The human IL-17A/F heterodimer: a two-faced cytokine with unique receptor recognition properties

• Published in: Scientific reports Vol. 7; no. 1; pp. 8906 - 13
• Main Authors: Goepfert, Arnaud, Lehmann, Sylvie, Wirth, Emmanuelle, Rondeau, Jean-Michel
• Format: Journal Article
• Language: English
• Published: England Nature Publishing Group 21.08.2017; Nature Publishing Group UK; Nature Portfolio
• Subjects: Adaptive immunity; Affinity; Allosteric Regulation; Amino Acid Sequence; Arthritis; Autoimmune diseases; Binding Sites; Conserved Sequence; Crystal structure; Cytokines; Cytokines - chemistry; Cytokines - metabolism; Humans; Hydrophobic and Hydrophilic Interactions; Interleukin 17; Interleukin-17 - chemistry; Interleukin-17 - metabolism; Mimicry; Models, Molecular; Protein Binding; Protein Conformation; Protein Interaction Domains and Motifs; Protein Multimerization; Psoriasis; Psoriatic arthritis; Receptors, Interleukin-17 - metabolism; Site-directed mutagenesis; Structure-Activity Relationship
• ISSN: 2045-2322; 2045-2322
• DOI: 10.1038/s41598-017-08360-9

IL-17A and IL-17F are prominent members of the IL-17 family of cytokines that regulates both innate and adaptive immunity.
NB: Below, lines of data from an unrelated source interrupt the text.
PR #742, opened 2026-08-06
ppr preserve original edges

mkolodner-sc:


mkolodner-sc:
Superseded by #743, which is rebuilt from current main on mkolodner-sc/ppr-preserve-original-edges and excludes the old typed-PPR stack.

PR #743, opened 2026-08-06
Preserve fetched original edges for hetero PPR

mkolodner-sc:
## Summary

This PR adds opt-in preservation of original graph edges for heterogeneous PPR sampling.

When `include_original_edges_in_ppr_subgraph=True`, the PPR sampler now emits original graph edges whose endpoints are already present in the PPR-selected node set and whose adjacency rows were fetched during PPR traversal. The default remains `False`, which is the more faithful behavior relative to PyG’s `get_ppr` API: output only virtual seed-to-PPR-node edges.

## Changes

- Stores fetched PPR adjacency in the C++ `PPRForwardPush` cache with optional edge IDs.
- Adds C++ extraction for original edges from completed PPR cache state.
- Reuses the same extraction path for typed and untyped heterogeneous PPR.
- Deduplicates shared fetched rows across typed PPR channel states.
- Keeps Python throughput-friendly:
  - no extra `_sample_one_hop` pass
  - extraction runs via `run_in_executor`
  - pybind wrapper releases the GIL during C++ cache scanning
- Preserves edge IDs when available so existing edge-feature fetching can continue to work.
- Leaves homogeneous `Data` support explicitly unsupported for this flag.
- Does not include GraphTransformer/model consumption changes.

## Output Behavior

For heterogeneous PPR:
- Virtual PPR edges remain under `("seed_type", "ppr", "neighbor_type")`.
- Preserved original graph edges are emitted through the regular sampled-edge channel.
- Original edges follow the same `edge_dir` orientation convention as k-hop sampling.
- The preserved original-edge set is not guaranteed to be a full induced subgraph because it is limited to adjacency rows already fetched during PPR.

## Validation

- Focused distributed sampler tests:
  - `test_typed_ppr_sampler_loader_outputs_channel_attrs`
  - `test_ppr_sampler_can_preserve_original_edges_for_selected_nodes`
- `git diff --check`
- `make -C gigl-core check_format_cpp`
- `ruff check` on touched Python/stub files

## Local Benchmark

Synthetic no-edge-feature dataloader benchmark, flag off vs on:

| Degree | Mean Delta | Mean % Delta | Original Edges / Batch |
| --- | ---: | ---: | ---: |
| 4 | -0.014 ms/batch | -0.13% | ~10.5k |
| 8 | +1.555 ms/batch | +12.83% | ~33.3k |
| 16 | +2.458 ms/batch | +14.12% | ~77.8k |

Average across these cases: approximately `+1.33 ms/batch` mean overhead. While nonzero, this slowdown is relatively negligible.


gigl-core/core/sampling/python_ppr_forward_push.cpp
```diff
@@ -118,6 +123,38 @@ static PPRExtractResult extractTypedTopKWithResidualTopUpWrapper(const py::seque
...
+
+    py::dict pyResult;
+    for (const auto& [edgeTypeId, tensors] : result) {
+        const auto& [rows, cols, edgeIds] = tensors;
+        py::object edgeIdsObject = py::none();
+        if (edgeIds.has_value()) {
+            edgeIdsObject = py::cast(edgeIds.value());
+        }
+        pyResult[py::int_(edgeTypeId)] = py::make_tuple(rows, cols, edgeIdsObject);
+    }
```
kmontemayor2-sc, line 163: Any reason this whole block can be outside the gil?

gigl-core/core/sampling/ppr_forward_push.cpp
```diff
@@ -22,6 +22,58 @@ static uint64_t packKey(int32_t nodeId, int32_t edgeTypeId) {
...
+        combine(std::hash<bool>{}(key.hasEdgeId));
+        if (key.hasEdgeId) {
+            combine(std::hash<int64_t>{}(key.edgeId));
+        } else {
+            combine(std::hash<int32_t>{}(key.sourceNodeId));
+            combine(std::hash<int32_t>{}(key.destinationNodeId));
+        }
+        return seed;
+    }
+};
```
kmontemayor2-sc: QQ why do we have two structs here?

gigl-core/core/sampling/ppr_forward_push.cpp
```diff
@@ -22,6 +22,58 @@ static uint64_t packKey(int32_t nodeId, int32_t edgeTypeId) {
     return (static_cast<uint64_t>(static_cast<uint32_t>(nodeId)) << 32) | static_cast<uint32_t>(edgeTypeId);
 }
 
+static int32_t unpackNodeId(uint64_t key) {
+    return static_cast<int32_t>(static_cast<uint32_t>(key >> 32));
+}
+
+static int32_t unpackEdgeTypeId(uint64_t key) {
+    return static_cast<int32_t>(static_cast<uint32_t>(key));
+}
```
kmontemayor2-sc, line 34: why do we do this double cast?

gigl-core/core/sampling/ppr_forward_push.cpp
```diff
@@ -22,6 +22,58 @@ static uint64_t packKey(int32_t nodeId, int32_t edgeTypeId) {
...
+
+struct OriginalEdgeDedupeKey {
+    // Original-edge extraction merges cached adjacency from several PPR states
+    // in typed PPR. Those states can fetch overlapping rows, so dedupe at the
+    // emitted-edge level rather than skipping a whole cached row.
+    //
+    // When edge IDs are cached, the edge ID is the strongest identity: two
+    // parallel edges with the same (type, src, dst) but different edge IDs should
+    // both be emitted. When edge IDs are unavailable, fall back to the structural
```
kmontemayor2-sc: > two parallel edges with the same (type, src, dst) but different edge IDs

Can this happen?

It seems odd to have two paths here?

tests/unit/distributed/utils/neighborloader_test.py
```diff
@@ -248,6 +254,58 @@ def test_strip_non_ppr_edge_types(self):
         self.assertIn(_PPR_U2I, result.edge_types)
         self.assertIn(_PPR_U2U, result.edge_types)
 
+    def test_apply_ppr_outputs_with_original_edges_strips_empty_edge_stores(self):
```
kmontemayor2-sc: is this test useful?

gigl/distributed/sampler_options.py
```diff
@@ -137,6 +138,27 @@ class PPRSamplerOptions:
             same mass scale as finalized PPR scores: ``ppr_score + residual``.
             Residual candidates follow the same channel targets as finalized
             PPR candidates.
+        include_original_edges_in_ppr_subgraph: Whether heterogeneous PPR output
```
kmontemayor2-sc: nit. What do we think about like `include_sampled_edges` or something? This name is quite wordy

gigl/distributed/sampler_options.py
```diff
@@ -137,6 +138,27 @@ class PPRSamplerOptions:
...
+            batches should also include original graph edge types already fetched
+            during PPR traversal whose endpoints are both in the PPR-selected node
+            set. This gives downstream models a local typed-edge view over the
+            selected nodes while keeping the PPR budget as the node-selection
+            boundary and avoiding a second graph-store sampling pass. This is a
+            preserved-fetched-edge view, not a post-hoc induced subgraph over
+            every selected node: if a residual/top-up node was selected but never
```
kmontemayor2-sc: This sentence is quite hard for me to read, can we reword it somehow?

kmontemayor2-sc: Is all of this summed up as "Only edges which contributed to producing a PPR score and edge in the output object are included"?

gigl/distributed/dist_ppr_sampler.py
```diff
@@ -47,19 +48,28 @@
...
     Union[torch.Tensor, dict[NodeType, torch.Tensor]],
+    PPRCacheState,
 ]
 # Heterogeneous-only view of PPRResult after typed PPR extraction.
 HeteroPPRResult = tuple[
     dict[NodeType, torch.Tensor],
     dict[NodeType, torch.Tensor],
     dict[NodeType, torch.Tensor],
+    PPRCacheState,
 ]
```
kmontemayor2-sc: Should we consider making these dataclasses? Or some CPP struct we expose in python?

gigl/distributed/dist_ppr_sampler.py
```diff
@@ -263,6 +294,11 @@ def __init__(
                 raise ValueError(
                     "Typed PPR channel ratios are only supported for heterogeneous PPR sampling."
                 )
+        if include_original_edges_in_ppr_subgraph and self._is_homogeneous:
```
kmontemayor2-sc: Is `self._is_homogeneous` true or false for the "homogeneous with label edge types"?

gigl/distributed/dist_ppr_sampler.py
```diff
@@ -750,13 +804,73 @@ def build_ppr_states() -> list[PPRForwardPush]:
...
+        self,
+        node_dict: dict[NodeType, torch.Tensor],
+        ppr_cache_states: list[PPRForwardPush],
+    ) -> tuple[
+        dict[EdgeType, torch.Tensor],
+        dict[EdgeType, torch.Tensor],
+        Optional[dict[EdgeType, torch.Tensor]],
+        dict[EdgeType, list[int]],
+    ]:
+        """Extract original edges over selected nodes from C++ PPR caches.
```
kmontemayor2-sc, line 804: can we add some documentation for what's returned here?

gigl/distributed/dist_ppr_sampler.py
```diff
@@ -750,13 +804,73 @@ def build_ppr_states() -> list[PPRForwardPush]:
...
+
+        num_sampled_edges = {
+            edge_type: [int(cols.size(0))] for edge_type, cols in cols_dict.items()
+        }
+        return (
+            rows_dict,
+            cols_dict,
+            edge_dict if self.with_edge else None,
+            num_sampled_edges,
+        )
```
kmontemayor2-sc, line 859: Is it valid to return 2, 3, or 4 items in the tuple here? 

Should we create a new dataclass to return here?

gigl-core/core/sampling/ppr_forward_push.h
```diff
@@ -40,6 +45,11 @@ struct SeedNodeTypeState {
     std::unordered_set<int32_t> queuedNodes;                   // snapshot captured by drainQueue()
 };
 
+struct CachedNeighborList {
```
kmontemayor2-sc, line 54: Can we be consistent with if we put the struct in the h file, or the cpp file?

gigl-core/core/sampling/ppr_forward_push.cpp
```diff
@@ -359,6 +438,158 @@ void PPRForwardPush::pushResiduals(const NeighborFetchMap& fetchedByEtypeId) {
...
+    const auto* firstState = states.front();
+    int32_t numNodeTypes = firstState->_numNodeTypes;
+    const auto& edgeTypeToDestinationNodeTypeId = firstState->_edgeTypeToDstNtypeId;
+
+    for (const auto* state : states) {
+        TORCH_CHECK(state != nullptr, "extractOriginalEdgesFromPPRCaches received a null PPR state.");
+        TORCH_CHECK(state->_numNodeTypes == numNodeTypes,
+                    "All PPR states must share the same node type schema for original-edge extraction.");
+        TORCH_CHECK(state->_edgeTypeToDstNtypeId == edgeTypeToDestinationNodeTypeId,
+                    "All PPR states must share the same edge destination-type schema for original-edge extraction.");
```
kmontemayor2-sc: Can we add the expected / received values here?

gigl-core/core/sampling/ppr_forward_push.cpp
```diff
@@ -359,6 +438,158 @@ void PPRForwardPush::pushResiduals(const NeighborFetchMap& fetchedByEtypeId) {
...
+                        " has no source node type for original-edge extraction.");
+            const auto& selectedSourceLocalIds = selectedLocalIdsByNodeType[static_cast<size_t>(sourceNodeTypeId)];
+            const auto& selectedDestinationLocalIds =
+                selectedLocalIdsByNodeType[static_cast<size_t>(destinationNodeTypeId)];
+
+            auto sourceLocalIter = selectedSourceLocalIds.find(sourceNodeId);
+            if (sourceLocalIter == selectedSourceLocalIds.end() || selectedDestinationLocalIds.empty()) {
+                // Preserve only edges whose endpoints are both in the final
+                // PPR-selected node set. A cached row for an unselected source
+                // can still exist because it was expanded before top-k pruning.
```
kmontemayor2-sc, line 510: Let's say we have some graph like:

```
A -> {B, C} -> D
C -> E -> D
```

And for whatever reason A -> B does not end. up as a PPR node, then do we include the `A->B` edge in the output? Should we? That edge still contributes to the `A, PPR, D` edge right, so in some sense it's "used"?

gigl-core/core/sampling/python_ppr_forward_push.cpp
mkolodner-sc: The extraction can run outside the GIL, but the py::dict, py::tuple, py::cast, and Python tensor wrapper construction need the GIL. I added a comment

gigl-core/core/sampling/ppr_forward_push.cpp
mkolodner-sc: OriginalEdgeDedupeKey defines identity/equality; OriginalEdgeDedupeKeyHash lets std::unordered_set hash that same identity. This is standard C++ plumbing for a custom key.

gigl-core/core/sampling/ppr_forward_push.cpp
mkolodner-sc: It mirrors packKey: first isolate the low 32 bits, then reinterpret them as the original signed int32_t. I added a comment. 

The reason the double cast is safer is that key is a uint64_t packed with the source node in the high 32 bits. A direct uint64_t -> int32_t conversion is implementation-defined when the 64-bit value is larger than INT32_MAX, which will be true for almost any nonzero source node. The intermediate uint32_t makes the truncation to the low 32 bits explicit and well-defined first.

gigl-core/core/sampling/ppr_forward_push.cpp
mkolodner-sc: We needed both previously because edge IDs are optional in cases where we have no edge features. With IDs, dedupe by edge identity; without IDs, dedupe by (edge_type, src, dst). 

Sounds good to just have the path for deduping on (edge_type, src, dst) to simplify this.

tests/unit/distributed/utils/neighborloader_test.py
mkolodner-sc: Removed

gigl-core/core/sampling/ppr_forward_push.cpp
mkolodner-sc: We omit A -> B. Even if it contributed to mass later, the output is a message-passing graph over selected nodes, not path provenance. Including it would either create a dangling edge or force B into node_dict, which breaks the PPR node-budget boundary.

gigl/distributed/dist_ppr_sampler.py
mkolodner-sc: It always returns 4, the ternary may have been confusing to read. Will make a dataclass for this.

gigl/distributed/sampler_options.py
mkolodner-sc: Reworded, let me know if there's still concerns here

gigl/distributed/dist_ppr_sampler.py
mkolodner-sc: It would be true, but we fail earlier in the BaseDistLoader. Can remove this check to make it more clear as a result

gigl-core/core/sampling/ppr_forward_push.h
mkolodner-sc: Removed the dedicated CachedNeighborList struct entirely instead of keeping another small helper type in the header. The neighbor cache now uses a standard std::pair<std::vector<int32_t>, std::optional<std::vector<int64_t>>>, and the remaining helper structs are implementation-only and stay in the cpp file. This keeps the header limited to public/shared API surface plus required class members.

gigl-core/core/sampling/ppr_forward_push.cpp
kmontemayor2-sc: Oh I see, apparently you can also do:

```
template <>
struct std::hash<Point> {
    std::size_t operator()(const Point& p) const noexcept {
...

std::unordered_set<Point> points; // No hash passed in
```

gigl-core/core/sampling/ppr_forward_push.cpp
```diff
@@ -359,6 +427,173 @@ void PPRForwardPush::pushResiduals(const NeighborFetchMap& fetchedByEtypeId) {
...
+
+    // All states are expected to come from the same sampler invocation. Typed
+    // PPR creates one state per traversal channel, so verify that those channels
+    // agree on the compact node/edge-type IDs before merging their caches.
+    const auto* firstState = states.front();
+    TORCH_CHECK(firstState != nullptr, "extractOriginalEdgesFromPPRCaches received a null first PPR state.");
+    int32_t numNodeTypes = firstState->_numNodeTypes;
+    const auto& edgeTypeToDestinationNodeTypeId = firstState->_edgeTypeToDstNtypeId;
+
+    for (size_t stateIndex = 0; stateIndex < states.size(); ++stateIndex) {
```
kmontemayor2-sc, line 451: qq any reason to not `const auto const * state : states`?

kmontemayor2-sc: We do this below, but I think we want to const right? One to say the pointer is const (e.g. we can't change the address) and the other to say the object that is being pointed to is const.

gigl-core/core/sampling/ppr_forward_push.cpp
kmontemayor2-sc: That makes sense! thanks for explaining :)

gigl-core/core/sampling/ppr_forward_push.h
```diff
@@ -7,20 +7,26 @@
...
 using NeighborFetchMap = std::unordered_map<int32_t, NeighborFetchTensors>;
 
 // PPR extraction output, keyed by integer node type ID:
 //   ids, weights/edge_attr, valid_counts.
 using PPRExtractTensors = std::tuple<torch::Tensor, torch::Tensor, torch::Tensor>;
 using PPRExtractResult = std::unordered_map<int32_t, PPRExtractTensors>;
 
+// Original-edge extraction output, keyed by integer edge type ID:
+//   rows, cols, optional edge_ids.
+using OriginalEdgeExtractTensors = std::tuple<torch::Tensor, torch::Tensor, std::optional<torch::Tensor>>;
```
kmontemayor2-sc: QQ is there a reason we use tuples here instead of structs?

I thin it's probably more readable to swap to structs but let's do so as a follow up?

gigl-core/core/sampling/ppr_forward_push.h
```diff
@@ -163,7 +174,7 @@ class PPRForwardPush {
     // Neighbor lists keyed by packKey(nodeId, edgeTypeId).
     // Hash map: nodeId is a sparse graph ID from a large graph, so a dense array is
     // impractical (contrast with _state above).  Populated incrementally; avoids re-fetching.
-    std::unordered_map<uint64_t, std::vector<int32_t>> _neighborCache;
+    std::unordered_map<uint64_t, std::pair<std::vector<int32_t>, std::optional<std::vector<int64_t>>>> _neighborCache;
```
kmontemayor2-sc: Ditto on structs here?

gigl-core/core/sampling/python_ppr_forward_push.cpp
```diff
@@ -26,9 +26,14 @@ static void pushResidualsWrapper(PPRForwardPush& state, const py::dict& fetchedB
     for (auto item : fetchedByEtypeId) {
         auto edgeTypeId = item.first.cast<int32_t>();
         auto neighborTensors = item.second.cast<py::tuple>();
+        std::optional<torch::Tensor> edgeIds = std::nullopt;
+        if (py::len(neighborTensors) > 3 && !neighborTensors[3].is_none()) {
+            edgeIds = neighborTensors[3].cast<torch::Tensor>();
+        }
```
kmontemayor2-sc: WE can probably do the cpp equivalent here instead of `py::len` right?

gigl-core/core/sampling/python_ppr_forward_push.cpp
kmontemayor2-sc: Hmmm, so *creating* objects also requires us to take the GIL? I guess that makes sense so we don't double allocate?

gigl/distributed/dist_ppr_sampler.py
```diff
@@ -718,9 +753,9 @@ def build_ppr_states() -> list[PPRForwardPush]:
             if not drained_channel_indices:
                 break
 
-            fetched_by_channel: list[
-                dict[int, tuple[torch.Tensor, torch.Tensor, torch.Tensor]]
-            ] = [dict() for _ in ppr_states]
+            fetched_by_channel: list[PPRForwardPushFetchMap] = [
+                dict() for _ in ppr_states
```
kmontemayor2-sc: huh does this pass type check? It should be [PPRForwardPushFetchMap() for _ in ppr_states]` right?

gigl/distributed/dist_ppr_sampler.py
```diff
@@ -750,13 +785,81 @@ def build_ppr_states() -> list[PPRForwardPush]:
...
+        edge_dict: dict[EdgeType, torch.Tensor] = {}
+        for edge_type_id, (rows, cols, edge_ids) in extracted_edges.items():
+            edge_type = self._etype_id_to_etype[edge_type_id]
+            output_edge_type = (
+                reverse_edge_type(edge_type) if self.edge_dir == "in" else edge_type
+            )
+            rows_dict[output_edge_type] = rows.to(self.device)
+            cols_dict[output_edge_type] = cols.to(self.device)
+            if edge_ids is not None:
+                edge_dict[output_edge_type] = edge_ids.to(self.device)
```
kmontemayor2-sc: should we pin memory before this? See https://github.com/Snapchat/GiGL/pull/565 for some timing I found here before.

gigl/distributed/sampler_options.py
```diff
@@ -137,6 +138,23 @@ class PPRSamplerOptions:
             same mass scale as finalized PPR scores: ``ppr_score + residual``.
             Residual candidates follow the same channel targets as finalized
             PPR candidates.
+        include_sampled_edges: Whether heterogeneous PPR output batches should
```
kmontemayor2-sc, line 141: Can we add a TODO (somewhere) to consider supporting this for homogeneous graphs?

gigl/distributed/sampler_options.py
```diff
@@ -137,6 +138,23 @@ class PPRSamplerOptions:
...
+            also include original graph edge types alongside virtual PPR edges.
+            The sampler emits only original edges that were fetched during PPR
+            traversal and whose source and destination are both in the final
+            PPR-selected node set. Original edges are emitted through GLT's
```
kmontemayor2-sc: Do we require that the edge was travered? Let's say we have typed traversal `[[user, likes, content], [user, watches, content]]` and then we have the same like and watch edge to a specific piece of content, do we include both edges? Even if we don't use the like edge for PPR for whatever reason?

gigl-core/core/sampling/ppr_forward_push.cpp
```diff
@@ -298,7 +366,7 @@ void PPRForwardPush::pushResiduals(const NeighborFetchMap& fetchedByEtypeId) {
                 for (int32_t edgeTypeId : _nodeTypeToEdgeTypeIds[nodeTypeId]) {
                     auto cachedEntry = _neighborCache.find(packKey(sourceNodeId, edgeTypeId));
                     if (cachedEntry != _neighborCache.end()) {
-                        totalCachedNeighbors += static_cast<int32_t>(cachedEntry->second.size());
+                        totalCachedNeighbors += static_cast<int32_t>(cachedEntry->second.first.size());
```
kmontemayor2-sc: Why go from first to second here? I think this is another benefit of adding structs here.

gigl/distributed/dist_ppr_sampler.py
```diff
@@ -958,19 +1088,18 @@ async def _sample_from_nodes(
...
+                # those edge types are part of the dataset schema.
+                row=sampled_edges.rows,
+                col=sampled_edges.cols,
+                edge=sampled_edges.edge_ids,
                 batch={input_type: input_seeds},
                 num_sampled_nodes={
                     node_type: [nodes.size(0)] for node_type, nodes in node_dict.items()
                 },
-                num_sampled_edges={},
+                num_sampled_edges=sampled_edges.num_sampled_edges,
```
kmontemayor2-sc: Robot comment

kmontemayor2-sc: `num_sampled_nodes` is inconsistent with the one-layer `num_sampled_edges` emitted when `include_sampled_edges=True`.

The root cause is GLT’s [`to_hetero_data`](https://github.com/alibaba/graphlearn-for-pytorch/blob/main/graphlearn_torch/python/loader/transform.py#L54-L107): it sets `num_hops` to the maximum length of `num_sampled_edges` ([lines 64–69](https://github.com/alibaba/graphlearn-for-pytorch/blob/main/graphlearn_torch/python/loader/transform.py#L64-L69)), then right-pads each `num_sampled_nodes` vector to `num_hops + 1` ([lines 85–97](https://github.com/alibaba/graphlearn-for-pytorch/blob/main/graphlearn_torch/python/loader/transform.py#L85-L97)).

Here, preserved edges are reported as one layer:

    num_sampled_edges = {
        edge_type: [edge_count],
    }

but every node type is reported as a one-element vector containing *all* output nodes:

    num_sampled_nodes = {
        node_type: [nodes.size(0)],
    }

For example, if a `user` seed PPR-selects two `story` nodes and preserved edges connect `user -> story`, the sampler initially produces:

    num_sampled_nodes = {
        "user": [1],
        "story": [2],
    }
    num_sampled_edges = {
        ("user", "viewed", "story"): [2],
    }

Since the edge metadata has one hop, GLT pads those node counts to:

    "user": [1, 0]
    "story": [2, 0]

This incorrectly classifies both `story` nodes as roots rather than nodes introduced by the represented edge layer. The metadata should instead be:

    num_sampled_nodes = {
        "user": [1, 0],
        "story": [0, 2],
    }

Could we retain `source_dict` and `new_nodes_dict` and emit their separate counts whenever preserved original edges are returned? A regression test with a cross-type PPR result, where the destination type has no input seeds, should assert both the `[0, 2]` value and alignment with the one-element `num_sampled_edges` vector.

gigl-core/core/sampling/ppr_forward_push.cpp
mkolodner-sc: Looked into this, opening namespace std for a .cpp-local helper makes the hash feel more global/reusable than it is; passing the hasher explicitly keeps the dedupe behavior attached to the one container that needs it.

gigl/distributed/sampler_options.py
mkolodner-sc: Clarified the docs. The rule is fetched adjacency row + both endpoints selected. It is not strict path provenance, so if both likes and watches rows were fetched and both endpoints are selected, both can be emitted.

gigl/distributed/dist_ppr_sampler.py
mkolodner-sc: I added _move_extracted_tensor_to_device, which pins CPU tensors and uses non_blocking=True when the sampler target device is CUDA. I applied it to original-edge rows/cols/edge IDs and the other C++ PPR extraction tensors. CPU paths are unchanged.

tests/unit/distributed/dist_ppr_sampler_test.py
```diff
@@ -867,6 +868,70 @@ def _run_ppr_destination_only_node_type(_: int) -> None:
...
+        ),
+        pin_memory_device=torch.device("cpu"),
+        batch_size=1,
+    )
+
+    datum = next(iter(loader))
+    assert isinstance(datum, HeteroData)
+
+    ppr_edge_type = (USER, "ppr", STORY)
+    original_output_edge_type = reverse_edge_type(USER_TO_STORY)
```
kmontemayor2-sc, line 901: Do we expect users to reverse this edge type? Is that odd?

I think if they have some USER_TO_STORY var around generally, then we should probably let them use that var everywhere?

gigl/distributed/sampler_options.py
```diff
@@ -137,6 +138,25 @@ class PPRSamplerOptions:
...
+        include_sampled_edges: Whether heterogeneous PPR output batches should
+            also include original graph edge types alongside virtual PPR edges.
+            The sampler emits original edges from adjacency rows fetched while
+            running PPR and whose source and destination are both in the final
+            PPR-selected node set; an emitted edge does not have to be the
+            relation that uniquely caused the destination's PPR score. Original
+            edges are emitted through GLT's
+            regular sampled-edge channel, so their final HeteroData edge
+            orientation follows the same ``edge_dir`` convention as k-hop
+            sampling. Homogeneous PPR keeps the default PPR-only output because
```
kmontemayor2-sc: nit. I'm not sure this homogeneous comment is super useful? What information does it give to a user?

gigl-core/src/gigl_core/ppr_forward_push.pyi
```diff
@@ -16,7 +16,11 @@ class PPRForwardPush:
     def drain_queue(self) -> dict[int, torch.Tensor] | None: ...
     def push_residuals(
         self,
-        fetched_by_etype_id: dict[int, tuple[torch.Tensor, torch.Tensor, torch.Tensor]],
+        fetched_by_etype_id: dict[
+            int,
+            tuple[torch.Tensor, torch.Tensor, torch.Tensor]
+            | tuple[torch.Tensor, torch.Tensor, torch.Tensor, torch.Tensor | None],
```
kmontemayor2-sc, line 22: does this take in three or four items?

gigl/distributed/dist_ppr_sampler.py
```diff
@@ -471,11 +502,15 @@ def _extract_ppr_state_top_k(
...
         ) in extracted_results.items():
             node_type = self._ntype_id_to_ntype[node_type_id]
-            # TODO: If these copies become a bottleneck, evaluate
-            # non_blocking=True together with pinned extraction output tensors.
-            node_type_to_flat_ids[node_type] = flat_ids.to(device)
-            node_type_to_flat_weights[node_type] = flat_weights.to(device)
-            node_type_to_valid_counts[node_type] = valid_counts.to(device)
+            node_type_to_flat_ids[node_type] = self._move_extracted_tensor_to_device(
+                flat_ids, device
+            )
```
kmontemayor2-sc: Should we do this for all of the items at once, and then sync cuda? like we do in https://github.com/Snapchat/GiGL/blob/main/gigl/distributed/base_dist_loader.py#L1043-L1049?

kmontemayor2-sc: Note I mean both these three calls, and amongst all of `extracted_items`

kmontemayor2-sc: also in practice, do we set `device` to be cuda here? Or does that happen down stream?

gigl/distributed/dist_ppr_sampler.py
```diff
@@ -937,6 +1071,51 @@ async def _sample_from_nodes(
...
+                            else 0
+                        ),
+                        (
+                            int(new_nodes_dict[node_type].size(0))
+                            if node_type in new_nodes_dict
+                            else 0
+                        ),
+                    ]
+                    for node_type in node_dict
+                }
```
kmontemayor2-sc, line 1087: nit. Can we add a comment for why we do this?

tests/unit/distributed/dist_ppr_sampler_test.py
kmontemayor2-sc: Synced offline, this is the existing behavior.

kmontemayor2-sc (approved):

yliu2-sc (approved):

gigl-core/src/gigl_core/ppr_forward_push.pyi
mkolodner-sc: Python normalizes neighbor fetches to a 4-tuple: (source_nodes, flat_neighbors, counts, optional_edge_ids). The C++ binding accepts either 3 or 4 for compatibility and treats the missing 4th item as None. I added a comment to make that explicit.

gigl/distributed/dist_ppr_sampler.py
mkolodner-sc: Good call, in practice, we do not set this to CUDA in the sampler path. Both colocated and graph-store worker options construct sampler workers with torch.device("cpu"), and create_dist_sampler passes that worker device into the sampler. CUDA placement happens downstream in BaseDistLoader._collate_fn, where the existing loader path moves tensors to self.to_device with non_blocking=True.

I updated the PR accordingly: PPR extraction no longer calls .to(device) at all. It now only translates C++ node/edge type IDs back to GiGL keys and leaves pinning/device transfer to the existing channel/loader pipeline.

IL-17A has been implicated in chronic inflammatory and autoimmune diseases, and anti-IL-17A antibodies have shown remarkable clinical efficacy in psoriasis and psoriatic arthritis patients. IL-17A and IL-17F are homodimeric cytokines that can also form the IL-17A/F heterodimer whose precise role in health and disease remains elusive. All three cytokines signal through the assembly of a ternary complex with the IL-17RA and IL-17RC receptors. Here we report the X-ray analysis of the human IL-17A/F heterodimer that reveals a two-faced cytokine closely mimicking IL-17A as well as IL-17F. We also present the crystal structure of its complex with the IL-17RA receptor. Unexpectedly in view of the much higher affinity of this receptor toward IL-17A, we find that IL-17RA is bound to the "F-face" of the heterodimer in the crystal. Using site-directed mutagenesis, we then demonstrate that IL-17RA can also bind to the "A-face" of IL-17A/F with similar affinity. Further, we show that IL-17RC does not discriminate between the two faces of the cytokine heterodimer either, thus enabling the formation of two topologically-distinct heterotrimeric complexes with potentially different signaling properties.